My answer to this question is that it would simply prevent small developers from distributing their apps, including myself. If we take the legal route, a hobbyist license is supposed to have some limit on the number of installs by design. If we take, say, 10K installs, this is not enough in my case. Another question is how exactly the process of verification is going to happen, what if Google adopts the same rules as in Play Store? Taking my fork of the old VN engine port, this apk would not pass security checks, as the old codebase relies on legacy external storage permissions, which are banned in Play Store. If we take the adb route, there are no guarantees that this method is going to work in the future in the form you expect. For instance, Google mentions that this method is meant for on-device tests during development, and nothing prevents them from reporting the install to their servers and checking if a self-signed apk has been installed on other devices. Another way to put it, this is problematic for an average Android user to perform these steps, and this is going to be the developer’s problem.

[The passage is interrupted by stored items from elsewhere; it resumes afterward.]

PR #1674, opened 2026-06-12
fix(#1667): pre-job port killer in router CD — prevents stale fake_api from blocking Gate 2 / Gate 3a

### LINKED ISSUE #1667: ci(cd): Master Router CD failing — stale fake_api process holds port 3222 on self-hosted runner, blocks Gate 2 + Gate 3a
## Symptom

Master Router CD on main commit \`b0875154\` (and recent runs) failing all 4 e2e jobs:
- Gate 2 — VM e2e (fake API) — ipk + apk
- Gate 3a — router-side staging — ipk + apk

All ERROR at the same fixture (\`scenarios_fake/conftest.py:168 fake_server\` → \`_start_async\` → \`asyncio.create_server\`):
\`\`\`
OSError: [Errno 98] error while attempting to bind on address ('127.0.0.1', 3222): address already in use
\`\`\`

A stale process is holding port 3222 on the self-hosted KVM runner (api.lan / plex.lan). The router labeling fix (#1656) and subsequent main commits can't deploy to openwrt-latest because the CD's e2e gates never go green.

Run: https://github.com/wifihaven/wifihaven/actions/runs/27377547076

## Root cause

The pre-job cleanup kills QEMU processes scoped to this run's WH_RUN_ID:
\`\`\`sh
pkill -f "qemu-system-x86_64.*-name wh-.*-${WH_RUN_ID}" || true
\`\`\`
That covers VMs from THIS run that didn't shut down cleanly. It does **NOT** cover the fake_api python process, which is started fresh each run and binds 127.0.0.1:3222 (or whatever the WH_PORT_BASE offset is). When a previous run is cancelled / SIGKILL'd / OOM'd mid-test, fake_api leaks. Subsequent runs collide on the port.

### Phase 1 — Immediate unblock (ops, no PR)
- SSH plex (\`ssh api.lan\`); identify the stale process: \`ss -lnpt | grep ':3222'\` or \`lsof -i :3222\`.
- Kill it: \`kill <pid>\` (gentle first; \`-9\` if needed).
- Re-trigger Master Router CD: \`gh workflow run master-router.yml --ref main\` or push a no-op commit.
- Confirm CD goes green.

### Phase 2 — Hardened cleanup (PR)
Extend the pre-job cleanup so future runs don't trip on leaked fake_api:
- Add to the pre-job step in \`.github/workflows/master-router.yml\` (or wherever the e2e job's pre-script lives):
  \`\`\`sh
  # Kill any process listening on the test ports BEFORE we try to bind
  for port in $(scripts/vm/lib/list-test-ports.sh); do
    fuser -k -TERM "${port}/tcp" 2>/dev/null || true
  done
  sleep 1
  # Backstop: pkill any wifihaven-related python process older than 10 minutes
  pkill -f "scenarios_fake.*fake_api" --older=600 2>/dev/null || true
  \`\`\`
- Alternative (cleaner): in conftest.py, retry-binding with exponential backoff for ~10s, OR pick an ephemeral port and pass it to the fixture. Less brittle than process-killing.
- Add a metric / log so future port collisions surface in Grafana before they take down CD.

## Acceptance

- Phase 1: prod CD unblocked; openwrt-latest publishes the labeling fix.
- Phase 2: shipped + a regression test (shell test) that asserts the cleanup script catches a port-bound process. Future leaked fake_api processes don't take CD down.

## Related
- Master Router CD workflow: \`.github/workflows/master-router.yml\`
- fake_api fixture: \`scripts/e2e/scenarios_fake/conftest.py:168\`
- #1535/#1536 — KVM runner capacity (parent epic for self-hosted-runner reliability)

sameerparekh:
Closes #1667.

## Phase 1 (ops, no PR)

Verified on plex (`ssh api.lan`) at 2026-06-12 ~16:30 UTC: **all per-arm test
ports (2222–2224, 3222, 2322–2324, 3322) are already free** — no
`fake_api` / `scenarios_fake` python and no `qemu-system-x86_64` process is
running. The leaked listener from run
[27377547076](https://github.com/wifihaven/wifihaven/actions/runs/27377547076)
appears to have already exited (likely the python `_FakeServer`'s ~120s
session-fixture lifetime, or a runner restart).

Retriggering CD via `workflow_dispatch` was attempted
([run 27429831405](https://github.com/wifihaven/wifihaven/actions/runs/27429831405))
but failed at the unrelated `CI / Migrations Immutability Check` step —
`check-migrations.sh` requires a `<base-ref>` arg that is unset for
`workflow_dispatch` triggers (`BASE_SHA:` is empty). That gate fires before
the e2e jobs, so a dispatch never reaches Gate 2 / Gate 3a regardless of the
port-leak state. **This means the right way to verify Phase 1 is the
push-to-main triggered by merging this PR** — that path supplies BASE_SHA
from the push event and the e2e gates run.

I noted the `workflow_dispatch` BASE_SHA bug in passing — separate issue,
not this fix.

## Phase 2 (this PR)

A leaked `fake_api` python listener (or a leaked qemu) is bound to a
deterministic per-arm port derived from `WH_PORT_BASE`. The existing
pre-flight `pkill` only matches `qemu-system-x86_64.*-name wh-.*-${WH_RUN_ID}`,
so it cannot catch a python process or qemu from a sibling/prior cancelled
run. Subsequent matrix arms at the same `WH_PORT_BASE` then crash at
`scenarios_fake/conftest.py:_start_async` with
`OSError: [Errno 98] address already in use` on port `${WH_PORT_BASE}+1000`.

This PR adds `scripts/vm/lib/free-test-ports.sh` — a small helper that
finds the owning pid of any TCP LISTEN socket on `127.0.0.1:<port>` via
`ss -lntpH "sport = :<port>"`, SIGTERMs it, waits ~3s, then SIGKILLs any
holdouts. It is scoped to **loopback LISTEN sockets only on the per-arm
ports we allocate**, so it cannot affect production wifihaven-api (which
listens on the docker bridge, not loopback). Each kill is logged to stderr
and surfaces in the workflow log — that is the operator-visible signal for
future leaks (per AGENTS.md §instrument-new-functionality; a CI script's
operator surface is the log line, not a Grafana series).

Two entry shapes:

```sh
scripts/vm/lib/free-test-ports.sh <port> [<port>...]
scripts/vm/lib/free-test-ports.sh --from-port-base   # derives base+0/1/2/1000
```

Wired into the pre-flight step of all three VM e2e workflows (Gate 2, Gate
3a, Gate 3b) right after the existing `Pre-flight kill of stale wh VMs`
step.

### Option A vs Option B

The issue suggested two shapes:

* **Option A — pre-job port killer.** Minimal scope, runs on the runner
  where the leak happens. Picked.
* **Option B — conftest-side retry / ephemeral port.** Cleaner, but
  reshapes a fixture that's already exercising a `--from-port-base` /
  `+1000` contract documented in three other places (`scripts/e2e-vm.sh`,
  `scripts/vm/README.md`, the workflow YAML). Punts on the actual cause
  (the leak) and would still leave the runner accumulating zombie listeners
  until OOM.

### TDD progression

* **Commit 1** (RED): `scripts/vm/lib/free-test-ports.test.sh` lands with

The situation links pretty well with Samsung removing sideloading with the One UI 8 update. Great, duh…
The concept
My vision of the hack is to distribute a verified loader apk, which in turn dynamically loads any apk the user wants. A user obtains the loader apk once and loads apps without installing as much as they want.

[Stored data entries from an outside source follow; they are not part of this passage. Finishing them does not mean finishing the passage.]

Issue #1516, opened 2026-06-06
New per-(profile, app, date) daily usage rollup (schema-only migration first)


sameerparekh:
Sub-issue of #1510 (App-level usage aggregation). Part of **Usage & Screen-Time**.

Make the **graph-serving** rollups/series reflect the app-aggregated, gap-bridged engaged minutes, so the graphs reconcile with the app cap and the per-app daily rollup.

## Why
The graph path is inconsistent with the cap today:
- `traffic_hourly`/`traffic_daily` (V38) store `active_seconds` — a bucket quantity, **not** engaged session-stitch time.
- `usage-by-app` (`buildUsageByApp`, UsageRoutes.scala) sums **per-host** `proportionalHostSeconds` into each app *after* stitching, so it never bridges an idle gap across the app's hosts and won't match the gap-bridged cap aggregate.

This is the #1492 "graphs reconcile with the headline total" invariant, extended to the **app** dimension.

## Ask
- Per-app time series (hourly/daily decomposition) derives from app-aggregated spans (`appSecondsForProfile`'s span form, hour-clipped via `secondsByLocalHour`) so summing the series equals the per-app daily rollup (sub-issue) and the cap aggregate.
- Where rollup tables back the series, carry app-aggregated engaged seconds (not `active_seconds`) for the per-app surface.
- Reconciliation documented: profile total ⇄ per-app rollup ⇄ per-app series.

## Tests (TDD)
- Hour-clipped per-app series sums to the per-app daily engaged total.
- A multi-host app with cross-host gap-bridged usage shows the bridged minutes in the series, matching the cap.

sameerparekh:
Schema PR #1548; adoption to follow.

sameerparekh:
Schema landed via PR #1548 (merged). The per-(profile,app,date) rollup table now exists; the adoption PR that writes/reads it (composing on #1514's appSecondsForProfile) is the App-Centric aggregation follow-up (#1517 / rollup-builder).

Issue #1515, opened 2026-06-06
Enforcement: per-app cap evaluation; block all app hosts together; SiteTimeLimit→per-app shape


sameerparekh:
Sub-issue of #1510 (App-level usage aggregation). Part of **Usage & Screen-Time**.

Add a per-`(profile, app, date)` daily usage rollup for the **gap-bridged engaged minutes**, so per-app daily tracking and the app cap are O(1) at read time instead of re-aggregating `traffic_reports`.

## Why
`time_used_daily` (V43) caches the session-stitch **profile total** (today-only, seconds, `rolled_through` watermark + live tail). There is no equivalent for the **per-app** engaged minutes — the app cap and per-app daily graphs re-aggregate raw presence each read.

## Ask
New table, mirroring `time_used_daily`'s design:

```sql
CREATE TABLE app_time_used_daily (
  profile_id     BIGINT      NOT NULL REFERENCES profiles(id) ON DELETE CASCADE,
  app_id         BIGINT      NOT NULL REFERENCES apps(id) ON DELETE CASCADE,
  date           DATE        NOT NULL,
  used_seconds   BIGINT      NOT NULL,            -- app-aggregated, gap-bridged
  rolled_through TIMESTAMPTZ NOT NULL,
  rolled_at      TIMESTAMPTZ NOT NULL DEFAULT NOW(),
  PRIMARY KEY (profile_id, app_id, date)
);
```

Read = `rolled_seconds + live_aggregate(presence where period_start >= rolled_through)` using `appSecondsForProfile`, identical watermark/tail logic to the profile total so cached and live reconcile exactly. Same wholesale-invalidation hook as `time_used_daily` (heartbeat filter / daily-reset boundary changes).

## Constraints
- **Migration-isolation (AGENTS.md):** this PR is **schema-only** (`V<n>__app_time_used_daily.sql` + docs). The rollup-writer/read-path code adoption lands in a follow-up PR. The new table is empty at migration time (catalog-only, safe at prod scale).
- Add the writer to the existing `TimeUsedRollupJob` cadence; emit a metric for the new rollup per the instrumentation rule, with a dashboard panel.

## Tests (TDD, in the adoption PR)
- Rolled+tail per-app total equals the all-live `appSecondsForProfile` across the watermark boundary, for `Sum` and `Dedup`.

sameerparekh:
[...]

PR #1675, opened 2026-06-12
fix(#1666): suppress phantom engagement on real-app host-sets (per-app time-limit inflation)

### LINKED ISSUE #1666: bug(prod): Khan Academy per-app time limit attribution inflated by phantom engagement (sibling to #1629, not infra-host class)

Connection event for `www.khanacademy.org` from Prima iPad shows reason `blocked (household)` (= SPA label for `ExtraBlocked`). Operator did NOT add khanacademy.org to any block list. The block came from an IP-collision: the resolved IP for Khan Academy is also in some other host's `eb_*` ipset.

## How this differs from #1636

#1636 found Google GFE pool IP overlap: blocking YouTube also collaterally blocks OAuth (same `216.239.32-38.223` shared by both). The fix landed in #1660/#1661 (PRs #1665, #1664 still open — operator merge button).

Khan Academy is on **Fastly** (`151.101.1.42` per #1626 router-state evidence), NOT Google GFE. So #1660's fix doesn't help here. Whichever host's `eb_*` is collaterally catching khanacademy.org is a DIFFERENT shared-CDN-pool entry — likely an operator-blocked site that's also hosted on Fastly.

## What we now have (post-#1656)

PR #1656 ("label extraBlocked events with the matched eb_<host> rule") attached the matched rule name to `connection_events`. The data is in the DB. The SPA renders `reason_class=ExtraBlocked` as "blocked (household)" but doesn't surface WHICH `eb_<host>` rule actually fired. #1640 (Todo) is the SPA-side surface for that.

## Investigation

1. **Find the offending rule** — for the specific connection event from Prima iPad to `www.khanacademy.org` ~14 minutes before this issue was filed:
   ```sql
   SELECT mac, host, dst_ip, ts, reason, reason_meta
     FROM connection_events
    WHERE host = 'www.khanacademy.org'
      AND ts > NOW() - INTERVAL '30 minutes'
    ORDER BY ts DESC LIMIT 10;
   ```
   The `reason_meta` (or whichever column #1656 added) should carry the matched rule, e.g. `eb_<mac>_<some-blocked-host>`.

2. **Identify the colliding host** — once you have the matched rule's host, query global_blocks / extraBlocked sources to confirm it was operator-intended.

3. **Resolve the IP collision** — same playbook as #1660:
   - If the colliding host is on a shared Fastly pool, the host-set's apex needs to be narrowed (template fix per #1661's authoring principle).
   - If the colliding host is operator-added and over-broad, either narrow it or document the trade-off.

4. **Surface the rule in the SPA** — #1640 is the obvious next step (so operators can self-diagnose without spelunking the DB).

## Acceptance

- Pinned which host's `eb_*` rule collaterally caught khanacademy.org.
- Either: narrowed the offending host-set (template fix, per #1661); OR removed the over-broad operator entry; OR documented the unavoidable collateral with a follow-up #1640-style SPA surface.
- Regression test: a feature test asserting Khan Academy isn't dropped when no rule names it directly, given a fixture with Fastly IP collisions in nearby rules.

## Related

- #1636 — Google OAuth collateral (Google GFE pool)
- #1648 — design: shared-IP-pool blocking strategy (the umbrella for this class)
- #1660/#1661 (PRs #1665, #1664) — YouTube/GFE-specific fix, open for merge
- #1640 — SPA surface for matched-rule attribution on connection events
- #1656 (merged) — labels the matched rule on connection_events (the data exists)

sameerparekh:
Closes #1666.

## Symptom

Prima iPad's Khan Academy per-app counter reported 33/30 min today while she barely used Khan — the spike accumulated 01:00–05:00 PDT while she was asleep. `connection_events` shows zero Khan rows before 14:00 UTC; the entire 33 min was synthetic, from `Presence.appSecondsForProfile` gap-stitching sparse background DNS-driven `traffic_reports` rows on the app's host-set.

## Root cause

`Presence.appSpansForProfile` (api/src/presence/Presence.scala:601) stitches the union of an app's host-set as one stream per device on the `effectiveGap = max(continuationSeconds, 2·R)` idle gap (default 120s). Two reinforcing effects combine:

1. **Row-as-span (design §4.1):** every non-heartbeat `traffic_reports` row contributes its full `[period_start, period_start + period_seconds]` window (typically 60s) as evidence — deliberately, to fight the activeSeconds undercount.
2. **Attribution beats suppression (#1506):** any row whose host matches an active app's host-set is never classified as a heartbeat — neither the InfraHosts identity check nor the byte-floor filter applies. By design, so an app's own low-byte CDN/asset poll counts.

Combined: a sparse keepalive cadence on `khanacademy.org` (e.g. one DNS-driven ~80-byte poll every 60–90s overnight) produces one 60s-wide span per row, gap ≤120s bridges every adjacent pair, and the result is one continuous synthetic span for the whole overnight stretch. Khan is not on InfraHosts, so the #1503/#1525 suppression path doesn't reach it (and the #1629 direction extends *InfraHosts* coverage — orthogonal to this case).

## Fix — per-session activity anchor

Each stitched per-(mac, app) session must contain at least one **anchor** row with `bytes >= Presence.AppSessionAnchorBytes` (256). A TCP keepalive is ~60 bytes and an HTTP/2 PING is a few hundred at most, so 256 admits any substantive request (a 304, a JSON poll, an asset fetch) while a pure-keepalive cadence on an app's host produces no anchor and the session is dropped.

The check is **per-session, not per-row**, so attribution-beats-suppression (#1506) is preserved at the row level: an app-attributed low-byte row still contributes to a session anchored by another substantive row in the same session. Only sessions with *no* anchor at all are dropped.

Implemented inside `Presence.appSpansForProfile`, the canonical per-app primitive (#1514/#1532). Every consumer — the per-app rollup (#1516), the per-app graph (#1517), the per-app cap (#1515), the dashboard — inherits the fix from one place. Single-source-of-truth preserved.

## Rejected alternatives

- **(B) Snap quiet windows (paused/scheduled) out of stitched spans.** Doesn't close this case: Prima wasn't under any schedule overnight; dropping only the paused windows still credits normal idle.
- **(C) Per-app heartbeat predicate (extend InfraHosts to apps).** Too invasive; conflicts with the #1506 attribution-beats-suppression contract; forces operators to curate per-app keepalive lists.

## No new metric / dashboard

The fix is a pure threshold inside existing code (per AGENTS.md §instrument-new-functionality escape hatch: *"If the fix doesn't add a new suppression step (e.g. pure threshold inside existing code) and there's no new measurable event, skip this phase but say so in the PR body."*). Operators can observe the fix via the existing per-app rollup tables and `/api/time/heartbeat-explain` surface; introducing a counter would require threading effects through what is otherwise pure presence code across multiple callers.

## Schema

No migration. No wire-shape change. Pure server-side computation.

## Test plan

- [x] RED test (`test(#1666): pin phantom-engagement inflation on real-app host-set`): two phantom-stretch fixtures + two positive controls. Phantom fixtures fail on `main` reporting 239 min / 121 min for the asleep Khan pattern; pass after the fix reporting 0 / 1 min.
- [x] Positive control 1 (8-min real session, 50KB anchor + 200B follow-ups, alternating apex/asset): credits the full 510s = 8 min.
- [x] Positive control 2 (anchor-retains-tail: anchor at 0s + low-byte poll at 120s + anchor at 240s): credits the full [0,300) = 300s.
- [x] All 79 PresenceSpec tests green.
- [x] `mill api.test` green (full feature suite, 76+84 tests).
- [x] `mill shared.test` green.
- [x] `mill scalafmtCheckAll` clean.

Sibling to #1629 (infra-host phantom on Kids profile) — that fix targets InfraHosts coverage and does *not* close this case.

Co-Authored-By: Claude <noreply@anthropic.com>


sameerparekh:
Independent review pass per `docs/pr-review-checklist.md`.

BLOCKERS
(none)

SHOULD-FIX
1. `finding.md:1` — investigation scratch file checked in at the repo root. The PR body already captures the root-cause analysis; `finding.md` duplicates it and clutters the repo root alongside `AGENTS.md` / `CLAUDE.md` / `README.md`. Drop it before merge (or move the bug-class write-up into `docs/architecture.md` / a comment in `Presence.scala` if any of it should persist).
2. `api/src/presence/Presence.scala:631-657` — the §metrics-new-functionality escape hatch is borderline here. This is a new session-suppression step, and the only operator-facing way to verify it on prod is to read the per-app rollup tables or `/api/time/heartbeat-explain`. A cheap unlabelled `presence_app_sessions_dropped_total` counter — incremented from the one call site that observes `appSpansForProfile` in a ZIO context (e.g. `TimeStatusService.appSecondsByApp`, by diffing pre- vs. post-anchor session count via a sibling helper) — would let operators rate-alert on "sudden spike in dropped sessions = anchor threshold too aggressive" or "no drops at all = phantom bug back." Threading effects through pure `Presence.*` is invasive; a sibling helper that returns `(spans, droppedCount)` keeps the primitive pure.

NITS
1. `api/src/presence/Presence.scala:642-657` — for each device, the anchor filter scans `rs` once per stitched session: `O(S × R)` per device. Trivial today (sessions per device per day are small), but pre-extracting `val anchorSpans = rs.filter(_.bytes >= AppSessionAnchorBytes).map(spanOf)` once and then `anchorSpans.exists(...)` per session would be marginally cleaner and avoid re-doing the byte comparison.
2. `api/src/presence/Presence.scala:71` — `AppSessionAnchorBytes = 256L` is hard-coded. Consistent with `DefaultContinuationSeconds` and other tuning constants nearby; no action needed, just noting it'd be the place to lift to `household_settings` if a future operator wants to tune it without a code release.
3. `api/test/src/unit/PresenceSpec.scala:1330-1342` — the 4h fixture uses a real Khan host-set, which is good for documentation-of-intent. Minor: the test depends on `appRow`'s default `bytes = 1_000_000L`, overridden to `80L` here; one inline comment confirming "80 bytes < AppSessionAnchorBytes (256) so no row anchors" would make the test self-documenting against a future threshold change.

Prior findings status table: N/A (first run on this PR).

VERDICT: APPROVE

Pure server-side fix that lands the phantom-suppression guard at the canonical per-app presence primitive (`Presence.appSpansForProfile`) so every consumer (rollup #1516, per-app graph #1517, per-app cap #1515) inherits it — single-source-of-truth preserved. TDD red→green is visible in the two-commit history (failing test pinned 239 min on the Khan fixture; fix collapses it to 0 with positive controls still passing). No wire / schema / migration / router-agent changes; the row-level `#1506` attribution-beats-suppression contract is preserved because the anchor check is per-session, not per-row. The two SHOULD-FIX items are merge-mechanical (drop `finding.md`) and observability gap-filling (a small drop counter), not correctness issues.

sameerparekh:
Re-run after `f2cf33e` (drop `finding.md` + test self-documenting comment).

## Prior findings status

| Prior finding | Status | Note |
|---|---|---|
| SHOULD-FIX 1 — `finding.md` checked in at repo root | **ADDRESSED** | removed in `85189395` |
| SHOULD-FIX 2 — no `presence_app_sessions_dropped_total` counter / dashboard | **NOT-ADDRESSED (deferred)** | Tracked as [#1676](https://github.com/wifihaven/wifihaven/issues/1676). Threading a counter through pure `Presence.*` requires a sibling `appSpansForProfileWithDropCount` helper plus changes across `TimeStatusService.appSecondsByApp`'s call chain. The AGENTS.md §instrument-new-functionality escape hatch is explicitly invoked in the PR body; the deferral is judged acceptable because the fix correctness is testable today and the follow-up issue captures the observability gap with a concrete design. Reviewer accepts deferral as justified — not a regression risk. |
| NIT 1 — pre-extract anchor spans for `O(R)` vs `O(S×R)` | **NOT-ADDRESSED** | Accepted; sessions/day is small, optimization not load-bearing. |
| NIT 2 — `AppSessionAnchorBytes = 256L` hard-coded | **NOT-ADDRESSED** | Accepted; consistent with neighboring tuning constants. |
| NIT 3 — self-documenting inline comment on 4h-phantom fixture | **ADDRESSED** | added in `f2cf33e1` |

## New findings on `3650762c...f2cf33e1`

BLOCKERS
(none)

SHOULD-FIX
(none)

NITS
(none — the delta is `git rm finding.md` + a 2-line comment.)

VERDICT: APPROVE

Delta is purely review-mechanical: the investigation scratch is removed and the regression test gets a self-documenting threshold comment. No production behavior change since the GREEN commit; all merge-gating criteria (single-source-of-truth, TDD red→green, no wire/schema/router changes, attribution-beats-suppression contract preserved) remain satisfied. SHOULD-FIX 2 (observability counter) is deferred to [#1676](https://github.com/wifihaven/wifihaven/issues/1676) with the AGENTS.md escape hatch explicitly invoked.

The Java virtual machine in Android is the ART/Dalvik runtime (I will refer to it as Dalvik, it seems that Google hates cool names). Did you know that Dalvik natively allows dynamic code execution using PathClassLoader? So an apk may just load some zip/apk/dex code from external storage and execute it in current context. Essentially, this means that we can natively load the apk into memory and execute any code inside of the target apk, and we are not altering the original code signature of the loader.
In order to actually run the apk, the loader needs to properly initialize the main activity (aka the main screen, or the entrypoint) of the target apk. So, the main activity needs to be initialized and somehow placed inside of the Android’s activity cycle with the loader acting as a wrapper. Then, the loader apk should handle other aspects like local files handling and names conflict resolution. This can be achieved by patching the target apk bytecode: .odex/.dex classes may be dynamically decompiled into .smali, analyzed and compiled back into a modified apk. Furthermore, the loader would have to parse AndroidManifest options of the target (main activity location, screen options).
Implementation
Developing such wrapper in a straightforward way has proven to be rather difficult, as Android activity management logic is extremely complicated and differs from version to version. In short, it was problematic to perform the initialization process the right way. Some people suggested to avoid the initialization step completely, and use Unsafe Dalvik api to register the target’s activity as the loader apk activity stub, which is declared in the loader’s manifest without class. I couldn’t find exact methods in the Unsafe documentation, but this actually may be a way to go.
Due to this particular issue I couldn’t bring the proof of concept to a working state in a reasonable time, and because of this I was considering to not publish this article at all. The purpose of this post is not to give a somewhat ready solution, but get some feedback on the concept, as I was not ready to devote lots of time on a potentially broken solution.
The logistics
Information provided in this section is for educational use only, all scenarios discussed below are hypothetical.
In order to install the loader apk on the device, it would require, well, some form of verification. Hobbyist license is the only choice here, as paying $25 for each attempt is not optimal. Since the hobbyist license has a limited number of installs, there should be multiple instances of the apk with separate licences. In this hypothetical scenario there may either be a pool of volunteers who sign the code, or completely random users who are willing to help. In the second case, the loader code would somehow need to be verified or scanned, since such distribution system would be vulnerable to malware.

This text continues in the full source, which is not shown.